PROBLEM. Each line must appear in the answer exactly as it does in the data.

Content starts

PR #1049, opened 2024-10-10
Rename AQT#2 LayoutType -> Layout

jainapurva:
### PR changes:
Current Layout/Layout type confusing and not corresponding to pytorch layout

Content ends

EXERCISE ANSWER.
PR #1049, opened 2024-10-10
Rename AQT#2 LayoutType -> Layout

jainapurva:
### PR changes:
Current Layout/Layout type confusing and not corresponding to pytorch layout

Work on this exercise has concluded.